WASHINGTON (AP) — When Jill Biden realized that terrorists attacked the United States on Sept. 2. In November 2001, her husband Joe, She wasn’t the only loved one worried about the safety of her.
Biden recalled that her sister, Bonny Jacobs, was a United Airlines flight attendant when one of four hijacked planes flew into New York’s World Trade Center, the Pentagon and Pennsylvania She was “frightened to death” at an airport at the airport that killed nearly 3,000 people.
After learning that her sister was safe at her Pennsylvania home, “I went straight to Bonnie’s house,” Biden told The Associated Press in an interview with The Associated Press on Saturday, as she and her sister remembered that day.
On Sunday, current first lady Jill Biden commemorates the 21st anniversary of the 9/11 attacks Jacobs accompanied him as he spoke at the Flight 93 National Memorial in Shanksville, Pennsylvania.
Forty passengers and crew on a United Airlines flight fought back against the hijackers, foiling a horrific attack on the U.S. Capitol in Washington.
Jill Biden recalled in an interview with The Associated Press: “I called Bonnie to see where she was because I was scared to death…I didn’t know where she was, she was flying, not flying, Where is she.” “Then I found her at home.”
Biden went to teach her classes at Delaware Technical Community College and went straight to her sister’s house after school.
Joe BidenAmtrak, then a U.S. senator, was on a train to Washington when his wife got a call.

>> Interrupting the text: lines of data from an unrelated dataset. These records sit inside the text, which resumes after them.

PR #284, opened 2022-07-23
example: image_viewporter

danieldg:
This demonstrates SimpleGlobal for a useful global.

### DIFF
--- a/examples/image_viewporter.rs
+++ b/examples/image_viewporter.rs
@@ -1,0 +1,327 @@
+use std::env;
+
+use smithay_client_toolkit::{
+    compositor::{CompositorHandler, CompositorState},
+    delegate_compositor, delegate_output, delegate_registry, delegate_shm, delegate_simple,
+    delegate_xdg_shell, delegate_xdg_window,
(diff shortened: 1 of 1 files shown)


examples/image_viewporter.rs
```diff
@@ -0,0 +1,327 @@
...
+    registry_handlers!(CompositorState, OutputState, ShmState, XdgShellState, XdgWindowState, SimpleGlobal<WpViewporter, 1>);
+}
+
+impl AsMut<SimpleGlobal<WpViewporter, 1>> for State {
+    fn as_mut(&mut self) -> &mut SimpleGlobal<WpViewporter, 1> {
+        &mut self.viewporter
+    }
+}
+
+impl Dispatch<WpViewport, ()> for State {
```
i509VCB, line 310: Is there not a delegate macro simple global provides for this?

danieldg: This is for `WpViewport`; the delegate is use (and can only be used) for the `WpViewporter` (which is the global).

i509VCB (approved):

They were on the phone when a plane hit the second tower of the World Trade Center and she shouted, “Oh my god, oh my god, oh my god”.
Jacobs said she got home around 2 a.m. on September 2. After 11 night flight. She slept for a while, got up to help her kids, then 11 and 7, went to school, turned off her phone, and went back to bed.
“So when I get up around noon, it’s a really good day,” she said. “I drank coffee. I sat outside. I literally said out loud, ‘I’m not doing anything today. What a great day.'”
She saw the phone as she went in. Jill left a message asking if she had been watching TV. She opened it and saw a replay of the World Trade Center attack.
“I started shaking,” Jacobs said, adding that she went upstairs to get dressed, “put my clothes inside and out” and spent the rest of the day watching TV.
“Then the first person to come to the house was Jill,” she said. “I didn’t ask her to come, but she just showed up and she was by my side as usual.”
Jacobs said she usually flies in September. 11th anniversary to pay tribute to her fallen United Airlines colleague and distract herself “because it’s so disturbing.” But she wanted to be with the first lady of Shanksville, offering her The same support her sister gave her.
“It was a special moment with her,” Jacobs said. “She was by my side when it happened, she was literally always by my side. She was my rock. Everyone should have a rock in their life, and she was mine.”
“As a flight attendant, it was a very special thing to share this with her, and she was there, you know, to support us,” Jacobs said.
In addition to laying a wreath and speaking at the memorial, the First Lady joined members of the Flight Attendants Association (CWA) to pay tribute to the crew of Flight 93.
Jill Biden in Shanksville remarks as she talks to husband and children after 9/11 shock ‘falls into grief’ and her thoughts turn to her sister who continues at United The company serves as a flight attendant.
“This is a job she has loved for many years, and I know the weight of this tragedy will weigh even more on her,” the first lady said. “When I got to her house, I realized I was right. She didn’t just lose a colleague. She lost a friend.”
She added: “But I know that as we learn more about that dark day, she is also proud of what happened here, proud that her flight attendants and the passengers of United Flight 93 fought back to help Stopped this plane from taking countless lives in our nation’s capital.”
Current President Joe Biden commemorates the day at the Pentagon. Vice President Kamala Harris and her husband Doug Emhoff attended a memorial service in New York.
September 11, and then Mori. Biden arrived in Washington to see smoke billowing from the sky from the Pentagon crash. He wanted to go to the Senate floor, but the Capitol and surrounding office and official complexes, including the Supreme Court, had been evacuated.
He was turned away by Capitol Police, who said the building was a potential target.
Jill Biden said in an interview that the actions of everyone on United Airlines Flight 93 saved dozens of lives — possibly including her husband’s.
“That plane was going to the U.S. Capitol, so I think it’s important that every year we go to Shanksville, we remember the people who fought: the flight attendants, the captains, the pilots, all the people who fought to save those lives. Struggling people, the first lady said.
She said her 9/11 message was: “We will never forget. We will not forget.”
“A lot happened that day because I was worried about Joe’s safety, but I couldn’t imagine my sister was on one of those flights,” the first lady said.
“I don’t know what word I want to use. I’m worried, I don’t even think it’s strong enough,” she added.
Jacobs chimed in that 9/11 was “surreal.”
Jill Biden added: “The whole thing is so surreal, but I’m just, you know, just really praying she’s not on one of those flights.”